7.2. Video Codec Performance
contents
This section lists the performance data of the BM1684 chip for video encoding, decoding, and transcoding. In addition, we attach the test commands for each performance test. You can verify the performance according to the test commands in the table.
注解
The test file can be obtained from the following link: http://disk-sophgo-vip.quickconnect.cn/sharing/J16mZJNRl
7.2.1. Decode capability performance test
Command line
#!/bin/bash
video=jellyfish-3-mbps-hd-h264.mkv
tpu_id=1
thread_num=8
sleep_time=30
decode_type=h264_bm
rm -rf *.log
rm -rf fpssum.txt fps.txt framesum.txt frame.txt speed.txt timeavg.txt timesum.txt time.txt
for ((j=0; j<$thread_num; j++))
do
{
nohup ffmpeg -benchmark -output_format 101 -zero_copy 1 -sophon_idx ${tpu_id} -c:v ${decode_type} -i $video -f null /dev/null >> ${video}_thread_${j}_tpu_${tpu_id}.log 2>&1 &
} &
done
echo "Start Wait End..."
sleep ${sleep_time}
echo "Start Calc fps..."
for ((j=0; j<$thread_num; j++))
do
cat ${video}_thread_${j}_tpu_${tpu_id}.log | tail -n 7|head -n 1| awk -F '=' '{print $3}'|tr -d 'a-z'|tr -d ' ' >> fps.txt #fps
cat ${video}_thread_${j}_tpu_${tpu_id}.log | tail -n 7|head -n 1| awk -F '=' '{print $2}'|tr -d 'a-z'|tr -d ' ' >> frame.txt #frames
cat ${video}_thread_${j}_tpu_${tpu_id}.log | tail -n 5|head -n 1| awk -F '=' '{print $4}'|tr -d 'a-z'|tr -d ' ' >> time.txt #frames
cat fps.txt | awk '{sum+=$1} END {print sum}' > fpssum.txt
cat frame.txt | awk '{sum+=$1} END {print sum}' > framesum.txt
cat time.txt | awk '{sum+=$1} END {print sum}' > timesum.txt
done
echo "tpuid: $tpu_id"
echo "total_frames: $(<framesum.txt)"
task_num=$(cat frame.txt | grep "." -c)
cat timesum.txt | awk '{print $1/'$task_num'}' > timeavg.txt
echo "avg_time: $(<timeavg.txt)"
f_sum=$(<framesum.txt)
time_avg=$(<timeavg.txt)
awk 'BEGIN{printf "%.2f\n",'$f_sum'/'$time_avg'}' > speed.txt
speed=$(<speed.txt)
echo "speed: ${speed}"
Parameter
tpu_id: The number of the tested TPU, can be viewed through bm-smi.

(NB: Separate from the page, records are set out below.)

PR #374, opened 2020-07-27
Cache nonce, retry on nonce errors

vgrichina:


vgrichina:
WARNING: no specific tests yet. Normal tests are technically covering the code, but best to test specific situations.

src/account.ts
```diff
@@ -144,28 +112,55 @@ export class Account {
...
-        );
+            const nonce = ++accessKey.nonce;
+            [txHash, signedTx] = await signTransaction(
+                receiverId, nonce, actions, base_decode(status.sync_info.latest_block_hash), this.connection.signer, this.accountId, this.connection.networkId
+            );
+
+            try {
+                const result = await exponentialBackoff(TX_STATUS_RETRY_WAIT, TX_STATUS_RETRY_NUMBER, TX_STATUS_RETRY_WAIT_BACKOFF, async () => {
+                    try {
+                        return await this.connection.provider.sendTransaction(signedTx);
```
bowenwang1996, line 134: If I understand this logic correctly, we should not retry that frequently, especially at the beginning of the backoff.

vgrichina: @bowenwang1996 why? We are only doing new `broadcast_tx_commit` call after previous one returned timeout (my understanding is that it takes 10 seconds).

bowenwang1996: ah I got confused.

thread_num: The number of encoding threads, typically set to 16.
sleep_time: Sleep waiting time, the length of time required to wait for encoding completion, based on TPU performance and video format settings. 7200 frames of video in the test file as an example, it is generally set to 150s with 1684.

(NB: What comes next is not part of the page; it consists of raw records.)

Issue #373, opened 2020-07-24
Contract methods with deposits fail if user doesn't have full access key for account


mattlockyer:
***Describe the bug***
 With the addition of 2FA we have accounts that ONLY have limited access keys.
 In an app this makes signing of contract changeMethods with deposits impossible (requires full access key).
 Scenario:
 You approve an access key to call methods of a contract. All good. Now the app wants to call a method with a deposit. Requires a full access key on the account. `near-api-js` currently throws an error in the app that it doesn't have any access keys that can sign this type of transaction.
 However, we could prepare a multisig request in the wallet that would allow the user to call the method with the deposit attached.

***To Reproduce***
 1\. create an account and enable 2FA using this render instance: [https://near-wallet-pr-700.onrender.com/](https://near-wallet-pr-700.onrender.com/)
 2\. create-near-app some sample app
 3\. change the config.js to point to this wallet instance: [https://near-wallet-pr-700.onrender.com/](https://near-wallet-pr-700.onrender.com/)
 4\. sign in, complete 2FA flow
 5\. try to change the greeting with the deposit amount "1" (the default)
 6\. see exception in app, `"Cannot find matching key for transaction sent to <span class="error">[contractName]</span>"`

This is because your account only has limited access keys to your multisig contract AND the current app. Meaning that no method calls with attached deposits are possible. However, creating a multisig request for a function call with an attached deposit and approving that IS POSSIBLE.

***Expected behavior***
 We should not throw an exception and instead continue to redirect the user to `/sign?tx=...` for their wallet.

***Additional context***
 [https://github.com/near/near-api-js/blob/3993ebe9142e8d15e55eb54f94d8c852df669722/src/wallet-account.ts#L185](https://github.com/near/near-api-js/blob/3993ebe9142e8d15e55eb54f94d8c852df669722/src/wallet-account.ts#L185)

Should actually still redirect to wallet.

This is what @kcole16 and myself came up with as lowest hanging fruit for now given wallet with 2FA is launching soon and these transactions could be important for staking, transferring Near in apps.

@vgrichina had some ideas on how to override Account / signAndSendTransaction, curious if there's a better solution?

mattlockyer:
WIP branch here: https://github.com/near/near-api-js/blob/43022551758e9a4b934b0156f5058dd36644bebe/src/wallet-account.ts#L115-L128

tests passed, still need to conduct e2e testing, ETA EOD 07/25 or will have to be 07/28

[...]

PR #379, opened 2020-08-03
No Full Access Key but Has 2FA Key

mattlockyer:
This PR allows near-api-js to redirect to the wallet if the user has 2FA key.
Previously, if the user had no function call key or full access key an error would be thrown in the app using near-api-js.
See issue here: https://github.com/near/near-api-js/issues/373

I verified with a local dist that it does what we expect it to do from the wallet side.

Added 2 new tests demonstrating this functionality:
1. working correctly with the right key
2. not working with the wrong key

Hoping to merge soon, let me know if there is anything additional required.


test/wallet-account.test.js
```diff
@@ -243,6 +243,71 @@ it('requests transaction signing automatically when function call has attached d
...
+    try {
+        res = await walletConnection.account().signAndSendTransaction('receiver.near', [
+            nearApi.transactions.functionCall('someMethod', new Uint8Array(), new BN('1'), new BN('1'))
+        ]);
+    } catch (e) {
+        console.log(e.message);
+    }
+
+    expect(res).toHaveProperty('transaction_outcome');
+    expect(res).toHaveProperty('receipts_outcome');
```
janedegtiareva, line 277: It would be helpful to give an example of expected result here. If it's hard to compare to a specific object in an assert, maybe leave a comment?

test/wallet-account.test.js
```diff
@@ -243,6 +243,71 @@ it('requests transaction signing automatically when function call has attached d
...
+    setupWalletConnectionForSigning({
+        allKeys: [ walletKeyPair.publicKey.toString() ],
+        accountAccessKeys: [{
+            access_key: {
+                nonce: 1,
+                permission: {
+                    FunctionCall: {
+                        allowance: '1000000000',
+                        receiver_id: 'signer.near',
+                        method_names: ['add_request_and_confirm']
```
janedegtiareva, line 258: for readability: it would be helpful to pull the string out into a constant in src/wallet-account.ts and reference that constant here, so it's clear that the method name has to be something specific.

src/wallet-account.ts
```diff
@@ -230,6 +230,10 @@ class ConnectedWalletAccount extends Account {
 
         if (permission.FunctionCall) {
             const { receiver_id: allowedReceiverId, method_names: allowedMethods } = permission.FunctionCall;
+            // check if access_key has 2fa method
+            if (allowedReceiverId === this.accountId && allowedMethods.includes('add_request_and_confirm')) {
```
janedegtiareva, line 234: This may be a question to clarify in a tutorial/how to doc: does the contract have to implement add_request_and_confirm?

test/wallet-account.test.js
vgrichina: I think might be better to keep it in tests (even if extracting into constant), as this serves similar purpose as double entry accounting (avoid accidental rename in this case).

test/wallet-account.test.js
```diff
@@ -243,6 +243,71 @@ it('requests transaction signing automatically when function call has attached d
...
+    });
+    keyStore.setKey('networkId', 'signer.near', localKeyPair);
+
+    let res;
+    try {
+        res = await walletConnection.account().signAndSendTransaction('receiver.near', [
+            nearApi.transactions.functionCall('someMethod', new Uint8Array(), new BN('1'), new BN('1'))
+        ]);
+    } catch (e) {
+        console.log(e.message);
```
vgrichina, line 273: why swallow error?

src/wallet-account.ts
```diff
@@ -230,6 +230,10 @@ class ConnectedWalletAccount extends Account {
 
         if (permission.FunctionCall) {
             const { receiver_id: allowedReceiverId, method_names: allowedMethods } = permission.FunctionCall;
+            // check if access_key has 2fa method
```
vgrichina, line 233: I think it's worth adding more expanded comment / linking to multisig contract code.

test/wallet-account.test.js
```diff
@@ -243,6 +243,71 @@ it('requests transaction signing automatically when function call has attached d
...
+                        allowance: '1000000000',
+                        receiver_id: 'signer.near',
+                        method_names: ['add_request_and_confirm']
+                    }
+                }
+            },
+            public_key: localKeyPair.publicKey.toString()
+        }]
+    });
+    keyStore.setKey('networkId', 'signer.near', localKeyPair);
```
vgrichina, line 265: missing `await`

test/wallet-account.test.js
```diff
@@ -243,6 +243,71 @@ it('requests transaction signing automatically when function call has attached d
...
+                        allowance: '1000000000',
+                        receiver_id: 'signer.near',
+                        method_names: ['not_a_valid_2fa_method']
+                    }
+                }
+            },
+            public_key: localKeyPair.publicKey.toString()
+        }]
+    });
+    keyStore.setKey('networkId', 'signer.near', localKeyPair);
```
vgrichina, line 299: missing `await`

src/wallet-account.ts
mattlockyer: expanded comment

test/wallet-account.test.js
mattlockyer: ok

mattlockyer:
@janedegtiareva @vgrichina thanks for the review, edits are made. Let me know if you have further questions.

test/wallet-account.test.js
```diff
@@ -2,6 +2,8 @@ const url = require('url');
 const localStorage = require('localstorage-memory');
 const BN = require('bn.js');
 
+const MULTISIG_HAS_METHOD = 'add_request_and_confirm';
```
janedegtiareva, line 5: It would be helpful to understand where the value is coming from: 
maybe reference the const from wallet-account.ts or leave a comment that this is where this value is defined?

mattlockyer: added similar comment from wallet-account.ts to this test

decode_type: h264_bm, hevc_bm.
Typical results
Typical results |
||
Chip |
Scene | Test Result | |
|
1684 |
encode |
![]() |
1684X |
encode |
![]() |
7.2.2. Encode capability performance test
Command line
#!/bin/bash
video=jellyfish-3-mbps-hd-h264.mkv
tpu_id=1
thread_num=3
sleep_time=150
encode_type=h264_bm
rm -rf *.log
rm -rf fpsall.txt fpssum.txt frameall.txt framesum.txt speed.txt timeall.txt timeavg.txt timesum.txt
for ((j=0; j<$thread_num; j++))
do
{
nohup ffmpeg -benchmark -hwaccel bmcodec -hwaccel_device $tpu_id -extra_frame_buffer_num 5 -i $video -c:v ${encode_type} -g 256 -is_dma_buffer 1 -b:v 3MB -enc-params "gop_preset=2:mb_rc=1:delta_qp=3:min_qp=35:max_qp=40" -f null /dev/null >> ${video}_thread_${j}_tpu_${tpu_id}.log 2>&1 &
} &
done
echo "Start Wait End..."
sleep ${sleep_time}
echo "Start Calc fps..."
for ((j=0; j<$thread_num; j++))
do
cat ${video}_thread_${j}_tpu_${tpu_id}.log | tail -n 7|head -n 1|awk -F "=" '{print $3}'|tr -d "a-z"|tr -d " " >> fpsall.txt
cat ${video}_thread_${j}_tpu_${tpu_id}.log | tail -n 7|head -n 1|awk -F "=" '{print $2}'|tr -d " "|tr -d "a-z" >> frameall.txt
cat ${video}_thread_${j}_tpu_${tpu_id}.log | tail -n 5|head -n 1|awk -F "=" '{print $4}'|tr -d "a-z"|tr -d " " >> timeall.txt
cat fpsall.txt | awk '{sum+=$1} END {print sum}' > fpssum.txt
cat frameall.txt | awk '{sum+=$1} END {print sum}' > framesum.txt
cat timeall.txt | awk '{sum+=$1} END {print sum}' > timesum.txt
done
echo "tpu_id: $tpu_id"
echo "total_frames: $(<framesum.txt)"
task_num=$(cat frameall.txt | grep "." -c)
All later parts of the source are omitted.